Stored data
┄┄┄┄┄┄┄┄┄┄┄┄┄┄┄┄┄┄┄┄

PR #1314, opened 2024-02-23
Introduce D_TRY and D_TRY_CATCH macros

stellar-aria:
This standardizes the error handling system in a way that is both recognizeable and uses the current Deluge Error type

### DIFF
--- a/src/definitions_cxx.hpp
+++ b/src/definitions_cxx.hpp
@@ -566,16 +566,40 @@ enum class Error {
 };
 
 #define D_TRY(expr)                                                                                                    \
-	error = (expr);                                                                                                    \
-	if (error != Error::NONE) {                                                                                        \
-		return error;                                                                                                  \
-	}
+	do {                                                                                                               \
+		Error error = (expr);                                                                                          \
+		if (error != Error::NONE) {                                                                                    \
+			return error;                                                                                              \
+		}                                                                                                              \
+	} while (0)
 
-#define D_TRY_CATCH(expr, block)                                                                                       \
-	error = (expr);                                                                                                    \
-	if (error != Error::NONE) {                                                                                        \
-		block                                                                                                          \
-	}
+#define D_TRY_FINALLY(expr, finally)                                                                                   \
+	do {                                                                                                               \
+		Error error = (expr);                                                                                          \
+		(finally);                                                                                                     \
+		if (error != Error::NONE) {                                                                                    \
+			return error;                                                                                              \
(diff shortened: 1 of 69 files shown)


src/deluge/gui/context_menu/save_song_or_instrument.cpp
```diff
@@ -49,12 +49,11 @@ bool SaveSongOrInstrument::acceptCurrentOption() {
 
 	case 1: { // Create folder
 		Browser* browser = (Browser*)getUIUpOneLevel();
-		Error error = browser->createFolder();
-
-		if (error != Error::NONE) {
+		Error error;
+		D_TRY_CATCH(browser->createFolder(), {
```
robmccoll, line 53: This looks is a little strange now for two reasons:
- The macro just expects Error error to exist in scope (which could create some fun compilation errors if you don't know about that and are using it for the first time)
- If you don't know that the macro uses / assigns error, it would appear reading this that error is never assigned.

It's a subtle change, but I'd recommend changing the macro to accept a name and have it declare the Error internally like:
```
#define D_TRY_CATCH(expr, error, block)    \
	Error error = (expr);                    \
	if (error != Error::NONE) {                 \
		block                                   \
	}
```

Usage:
```
D_TRY_CATCH(browser->createFolder(), error, {
  display->displayError(error);
  close();
  return false;
});
```

Added bonus: one line of code fewer per usage.

src/definitions_cxx.hpp
```diff
@@ -565,6 +565,18 @@ enum class Error {
 	SD_CARD_NO_FILESYSTEM,
 };
 
+#define D_TRY(expr)                                                                                                    \
+	error = (expr);                                                                                                    \
+	if (error != Error::NONE) {                                                                                        \
+		return error;                                                                                                  \
+	}
```
robmccoll, line 572: For this version, again, it's a little strange to have the macro depend on Error error being in scope. What would you think of:
```
#define D_TRY(expr)                              \
do {                               \
	Error error = (expr);                                              \
	if (error != Error::NONE) {                                         \
		return error;                                                      \
	}                          \
} while(0);
```

src/deluge/gui/context_menu/save_song_or_instrument.cpp
robmccoll: Also if you do this, I'd probably wrap it in a `do { } while(0};` setup to scope it so that you can safely reuse the same error name when using the macro multiple times in the same scope.

PR #1315, opened 2024-02-23
Fix enumeration menu item value and offset wrapping bug

robmccoll:
With the current code, if you go to the Community Features => Sysex menu (so that you are looking at the on or off option), hold shift, and scroll select up and down, the firmware will crash.

This seems to be because the code below doesn't properly handle wrapping the selected value to the [0, size()) range. I'm not completely sure my reading of what the code was trying to do is accurate (W.R.T. the sign and switch) or why anything would be different on OLED vs. 7SEG, so I may be missing something here.

This does fix the bug described above (setValue is never called with an invalid value), and to me seems reasonable (recalculate the offset as the difference between the old and new values before calling into the value).

### DIFF
--- a/src/deluge/gui/menu_item/enumeration.cpp
+++ b/src/deluge/gui/menu_item/enumeration.cpp
@@ -13,48 +13,19 @@ void Enumeration::beginSession(MenuItem* navigatedBackwardFrom) {
 }
 
 void Enumeration::selectEncoderAction(int32_t offset) {
-	this->setValue(this->getValue() + offset);
 	int32_t numOptions = size();
-	int32_t sign = (offset < 0) ? -1 : ((offset > 0) ? 1 : 0);
+	int32_t startValue = getValue();
 
-	switch (numOptions) {
-	case 0:
-		[[fallthrough]];
-	case 1:
-		[[fallthrough]];
-	case 2:
-		offset = 1 * sign;
-		break;
-	case 3:
-		offset = std::min<int32_t>(offset * sign, 2) * sign;
-		break;
-	case 4:
-		offset = std::min<int32_t>(offset * sign, 3) * sign;
-		break;
-	case 5:
-		offset = std::min<int32_t>(offset * sign, 4) * sign;
-		break;
-	default:
-		break;
+	// valid values are [0, numOptions), so wrap as needed
+	int32_t nextValue = (startValue + offset) % numOptions;
+	if (nextValue < 0) {
+		nextValue += numOptions;
 	}
 
-	if (display->haveOLED()) {
-		if (this->getValue() >= numOptions) {
-			this->setValue(numOptions - 1);
-		}
-		else if (this->getValue() < 0) {
-			this->setValue(0);
-		}
-	}
-	else {
-		if (this->getValue() >= numOptions) {
-			this->setValue(this->getValue() - numOptions);
-		}
-		else if (this->getValue() < 0) {
-			this->setValue(this->getValue() + numOptions);
-		}
-	}
+	setValue(nextValue);
 
+	// reset offset to account for wrapping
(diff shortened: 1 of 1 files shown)


robmccoll:
Oh no - I got the start value - nextValue backwards 🤦‍♂️

robmccoll:
@sapphire-arches - any reason both shouldn't wrap? Wrapping seems pretty consistent with most menu systems I've ever used.

ok-reza:
i think there are two solid benefits for not wrapping:

- it's clearer on 7seg that you've reached the end of a list/folder. when you only have 4 letters displayed at a time, it's harder to know you aren't just looping over the same items without realizing it. eg. when going through every sample in a sample folder, you reach an end point and won't accidentally keep previewing already previewed sounds.
- being able to spin the encoder all the way and know you've reached the end is useful. for instance, eg. i can enter the main menu and scroll clockwise many times and know i'll land on firmware version entry. or for 2 option menu's (enabled vs disabled or on vs off) turn clockwise will ensure off and counterclockwise will always ensure on. 

that being said, wrapping is really nice is some cases.

there's a wrapping discussion i brought up here if you'd like to discuss further: https://github.com/SynthstromAudible/DelugeFirmware/discussions/515

robmccoll:
Perhaps I've ended up down a rabbit hole here - the real goal of this PR is just to fix the crash that occurs in this code. I can re-introduce the OLED doesn't wrap, 7SEG wraps if we want and then we can worry about changing the behavior later. At the very least, 7SEG should probably continue to wrap in this code since the other menu items will also wrap.

src/deluge/gui/menu_item/enumeration.cpp
```diff
@@ -13,48 +13,25 @@ void Enumeration::beginSession(MenuItem* navigatedBackwardFrom) {
...
-		break;
-	case 4:
-		offset = std::min<int32_t>(offset * sign, 3) * sign;
-		break;
-	case 5:
-		offset = std::min<int32_t>(offset * sign, 4) * sign;
-		break;
-	default:
-		break;
-	}
```
sapphire-arches, line 39: I think we still need this offset clamp logic, otherwise small menus can end up being unnavigable with the shift+select scroll shortcut.

robmccoll: Maybe we should do something alternative - shift + select offsets by 5 right? Scrolling by n-1 on a short list of n when wrapping is confusing. If I have 1,2,3,4, I'm on 2, and I shift scroll forward, the net effect is scrolling backwards by 1. How about if n <= 5, we just make shift scroll jump to the beginning or end of the list? On OLED with no wrapping, this is the behavior you'd get anyway.

ok-reza:
that may be a great solution for allowing no wrapping across the board, shift scroll to find the end or start, otherwise menus wrap with normal scroll??

sapphire-arches:
Yeah, that sounds good to me!

To be precise, the behavior we want is:
  - |offset| = 1 means scroll with wrapping is allowed
  - |offset| >= 1:
    - scrolling by offset would wrap: go to at most the end/beginning of the list
    - otherwise, scroll by the offset

Sorry to go back and forth on this one so much :sweat_smile:

robmccoll:
@sapphire-arches Glad we spent a little more time and found a good solution!

sapphire-arches:
I think this looks good. If you're feeling adventurous, it would be good to audit the other overrides of `selectEncoderAction` to make sure they behave the same. If you don't have time we can merge this as-is and file a bug to follow up on that.

m-m-adams:
Gonna merge since it fixes a crash, auditing the menus to make sure they match can be a future problem

I agree with reza that this is a good approach in general

m-m-adams (approved):

PR #1319, opened 2024-02-24
MIDI Transpose follow up.

0beron:
For cherrypick into 1.1

MIDI transpose clips get priority in playback - in session and arranger, all clips are looked at in two passes, and those for which Output::needsPriority() returns true are actioned in the first pass. This currently only applies to MIDI clips routed internally to transpose.
In session there are 4 passes, in the order:

1. session clips + priority
2. arranger only clips + priority
3. other session clips 
4. other arranger clips

I think this is required to allow a white clip in arranger that is sending MIDI -> transpose will correctly influence the other clips in either arranger or session.

Updated docs for MIDI transpose to describe playback ordering, but that notes still get cut off.

Fixed a string bug I observed in automation view on 7seg.

Fixed audition pad update in automation view when MIDI transpose changes the root note.


src/deluge/model/output.h
```diff
@@ -154,6 +154,7 @@ class Output {
 	virtual ModelStackWithAutoParam* getModelStackWithParam(ModelStackWithTimelineCounter* modelStack, Clip* clip,
 	                                                        int32_t paramID,
 	                                                        deluge::modulation::params::Kind paramKind) = 0;
+	virtual bool needsPriority() { return false; }
```
sapphire-arches, line 157:
```suggestion
    /// When true, this clip must be ticked in the early pass, as it affects other clips in the song.
	virtual bool needsEarlyPlayback() const { return false; }
```

`needsEarlyPlayback` might be a better name, and should be marked `const`.

0beron: Made that change, and now found an issue where audition notes get stuck. Converted to draft until I fix that

PR #1320, opened 2024-02-24
Fix Mutable Reverb HPF Noise (#1289)

### LINKED ISSUE #1289: Strange noise that shifts in tone while paused

**UPDATE:** it seems to be connected to the mutable reverb. changing the reverb model back to Freeverb gets rid of the noise.

After playing this song for a couple of bars and then stopping playback, wait for ca 10 seconds, then a strange noise can be heard while the Deluge is idle. the color of the noise even changes when hitting playback (you hear it when no clip is playing but the deluge itself plays). this noise doesnt go away, only reloading the song works.

https://drive.google.com/file/d/10M8WfIiOpqsLMnfVa5rqiyojEh0Uuu5S/view?usp=sharing

no noise

no

OLED

Nightly

Deluge Beta Release 20240221

load song
play for 4 bars
stop playback
listen for noise

stellar-aria:
Fixes #1289


m-m-adams (approved):
Lgtm

Issue #1307, opened 2024-02-23
Request: make Pressure on MPE keys update the velocity of the arpeggiated notes


soymonitus:
### Please describe the problem:

It would be nicer if the pressure expression parameter from an MPE controller, when holding notes with your fingers, could update the velocity sent by the post-arpeggiator notes. Right now if you initially play softly the chord to be arpeggiated, it doesn't matter if later you increase pressure on the keys, all post-arp notes will sound super quiet.

### What is the expected behavior?

Notes get higher velocity as you increase pressure on the keys of your MPE controller

### What hardware did you reproduce it with?

OLED

### What firmware did you reproduce it with?

Nightly

soymonitus:
Not sure if it is considered a bug or a nice-to-have. Anyways I think it would be nicer, if your controller is MPE capable, that the arpeggiated notes generated by the deluge express better you current finger positions when a new note is sent out.

m-m-adams:
I agree, it works this way on the linnstrument arpeggiator and it's quite nice

Issue #1306, opened 2024-02-23
When live playing an arpeggiated synth clip with an MPE controller, the arp notes don't send MPE expressions


soymonitus:
### Please describe the problem:

MPE expression values are only sent when you change pressure on the keys of your controller for a single note of the arp. Subsequent notes don't get the expression of your current finger pressure. Say you add more pressure to a key, it will send aftertouch = 127 for the current note that happens to play in the arpeggiator, but after that, next notes have aftertouch=0 even if you have the key fully pressed.  UPDATE: THIS ONLY HAPPENS WHEN SELECTING NOTE MODE = AS PLAYED

### What is the expected behavior?

When a new post-arpeggiator note is sent to the synth, it should also send the "last known" expression value. Not tested other than aftertouch, but pretty sure other expression params like bend and Y are not sent either.

### What hardware did you reproduce it with?

OLED

### What firmware did you reproduce it with?

Nightly

soymonitus:
Since I am working on MPE arpeggiator improvements I want to auto assign this to me

PR #1326, opened 2024-02-24
Add setting to map MPE Aftertouch or Y, to velocity when doing arps. And fixed bug with MPE arp expressions not sent with "As played" mode.

soymonitus:
Fixes https://github.com/SynthstromAudible/DelugeFirmware/issues/1306
Fixes https://github.com/SynthstromAudible/DelugeFirmware/issues/1307

Both issues were kind of a mixture of several things.

From the start, MPE pressure from an MPE keyboard was not used for setting the velocity of new notes which was a missed opportunity and made the arpeggiator experience feel like half-baked. Now you can setup in Arpeggiator -> MPE -> Pressure to Velocity if you want pressure to set velocity for each new note. Disabled by default, because players with aftertouch keyboards may not want to let aftertouch control velocity, as they would need to play super hard on the keys to get normal velocity.

On the other hand, when using the noteMode "As played", as the mpeValues were not updated when a polyphonic expression event was received (only for ascending-ordered notes) so the playing was buggy, with live values being overwriten by the initial mpe values.

NOTE: needs to be cherry picked


soymonitus:
image
Any idea why the "mpeAtToV" setting is written to the synth patch but it is not read? Always that i go to arp -> mpe -> pressure to velocity, I find it Disabled. Maybe some conversion thing from bool to int? or maybe some missed place where to read?

soymonitus:
@m-m-adams ready to review. Right now MPE->Velocity-> can be set to "Disabled", "Aftertouch" or "MPE Y". The code is prepared for the future parameters that will allow also "MPE X". In the next PR I will add support to modulate the others (as you said it was preferred to keep PRs simple)

src/definitions_cxx.hpp
```diff
@@ -620,6 +620,13 @@ enum class ArpOctaveMode {
 	RANDOM,
 };
 
+enum class ArpMpeModSource {
+	OFF,
+	AFTERTOUCH,
+	MPE_Y,
+	MPE_X,
```
m-m-adams, line 627: I'm not sure about this - I think the current behaviour of bending the note is better. If there's an edge case where it doesn't work we should fix it

soymonitus: I can remove it. Actually it would be weird to have bending and at the same time some modulation. We can leave it just as aftertouch or Y for all.params

m-m-adams: Yeah I agree

soymonitus: changes done

m-m-adams (approved):

PR #1338, opened 2024-02-25
Refactor Delay and DelayBuffer

stellar-aria:
General refactoring of dsp/delay facilities.

Including:
- Moving state classes to inner classes
- Use of references
- Increasing separation of concerns with getters/setters
- Conditional branch rearrangement for early return and reduced nesting


src/deluge/dsp/delay/delay_buffer.h
```diff
@@ -19,53 +19,65 @@
...
 
 class DelayBuffer {
 public:
-	DelayBuffer();
-	~DelayBuffer();
+	constexpr static size_t kMaxSize = 88200;
+	constexpr static size_t kMinSize = 1;
+	constexpr static size_t kNeutralSize = 16384;
+
+	struct Config {
```
m-m-adams, line 34: I think this should stay out of the class, or be set seperately and not passed as an argument to the functions that need it. It's misleading that the delaybuffer has a config but the functions need to be passed a config as well

src/deluge/dsp/delay/delay.cpp
```diff
@@ -17,190 +17,164 @@
...
+		// which is easily done now, before anything's been written
+		if (!primaryBuffer.isActive() && secondaryBuffer.isActive()
+		    && sizeLeftUntilBufferSwap == getAmountToWriteBeforeReadingBegins()) {
 
-				int32_t idealBufferSize = secondaryBuffer.getIdealBufferSizeFromRate(userDelayRate);
-				idealBufferSize = std::min(idealBufferSize, (int32_t)DELAY_BUFFER_MAX_SIZE);
-				idealBufferSize = std::max(idealBufferSize, (int32_t)DELAY_BUFFER_MIN_SIZE);
+			int32_t idealBufferSize = DelayBuffer::getIdealBufferSizeFromRate(userDelayRate);
+			idealBufferSize = std::min(idealBufferSize, (int32_t)DelayBuffer::kMaxSize);
+			idealBufferSize = std::max(idealBufferSize, (int32_t)DelayBuffer::kMinSize);
```
sapphire-arches, line 57: Is it ever correct to use the `IdealBufferSizeFromRate` without this clamping? If not we should fold it in.

src/deluge/dsp/delay/delay.h
```diff
@@ -17,28 +17,38 @@
...
-struct DelayWorkingState {
-	bool doDelay;
-	int32_t userDelayRate;
-	int32_t delayFeedbackAmount;
-};
-
 class Delay {
 public:
-	Delay();
-	void cloneFrom(Delay* other);
```
sapphire-arches, line 33: :partying_face:

src/deluge/dsp/delay/delay.cpp
```diff
@@ -17,190 +17,164 @@
...
-			workingState->userDelayRate <<= (syncLevel + 5);
+			workingState.userDelayRate <<= (syncLevel + 5);
 		}
 	}
 
 	// Tell it to allocate memory if that hasn't already happened
-	informWhetherActive(mightDoDelay, workingState->userDelayRate);
-	workingState->doDelay = isActive(); // Check that ram actually is allocated
+	informWhetherActive(mightDoDelay, workingState.userDelayRate);
+	workingState.doDelay = isActive(); // Check that ram actually is allocated
```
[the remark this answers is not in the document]
stellar-aria: Fixed!

src/deluge/dsp/delay/delay.cpp
stellar-aria: Done.

src/deluge/dsp/delay/delay_buffer.h
stellar-aria: I've refactored this so that it's clear this is a _resampling_ config. The buffer no longer has intrinsic knowledge of if it's resampling or not, instead the difference between buffer write depends on the presence of the config (as an optional)

src/deluge/dsp/CMakeLists.txt
```diff
@@ -23,7 +23,7 @@ set_target_properties(deluge_dsp
         CXX_STANDARD ${DELUGE_CXX_STANDARD}
         CXX_STANDARD_REQUIRED ON
         CXX_EXTENSIONS ON
-        UNITY_BUILD true
+#        UNITY_BUILD true
```
m-m-adams, line 26: :(

src/deluge/dsp/delay/delay_buffer.h
m-m-adams: This is clearer, but as far as I can tell there's still nothing that actually uses the config inside the delay class, they all refer to a passed in config instead - I think it should just be on its own in this file

m-m-adams: Disregard - misread

m-m-adams (approved):
Excellent

src/deluge/dsp/delay/delay.cpp
```diff
@@ -221,3 +199,264 @@ void Delay::discardBuffers() {
...
+		sample.l -= postLPFL;
+
+		int32_t distanceToGoR = sample.r - postLPFR;
+		postLPFR += distanceToGoR >> 11;
+		sample.r -= postLPFR;
+	}
+
+	// Go through what we grabbed, sending it to the audio output buffer, and also preparing it to be fed back
+	// into the delay
+	for (auto [input, output] : std::views::zip(working_buffer, buffer)) {
```
m-m-adams, line 372: I'm truly impressed that this doesn't blow up our bin size

m-m-adams (approved):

┄┄┄┄┄┄┄┄┄┄┄┄┄┄┄┄┄┄┄┄

Find the lines in the data that include "userDelayRate", then copy each of them.

**COMPLETED TASK**:
-				int32_t idealBufferSize = secondaryBuffer.getIdealBufferSizeFromRate(userDelayRate);
+			int32_t idealBufferSize = DelayBuffer::getIdealBufferSizeFromRate(userDelayRate);
-	int32_t userDelayRate;
-			workingState->userDelayRate <<= (syncLevel + 5);
+			workingState.userDelayRate <<= (syncLevel + 5);
-	informWhetherActive(mightDoDelay, workingState->userDelayRate);
+	informWhetherActive(mightDoDelay, workingState.userDelayRate);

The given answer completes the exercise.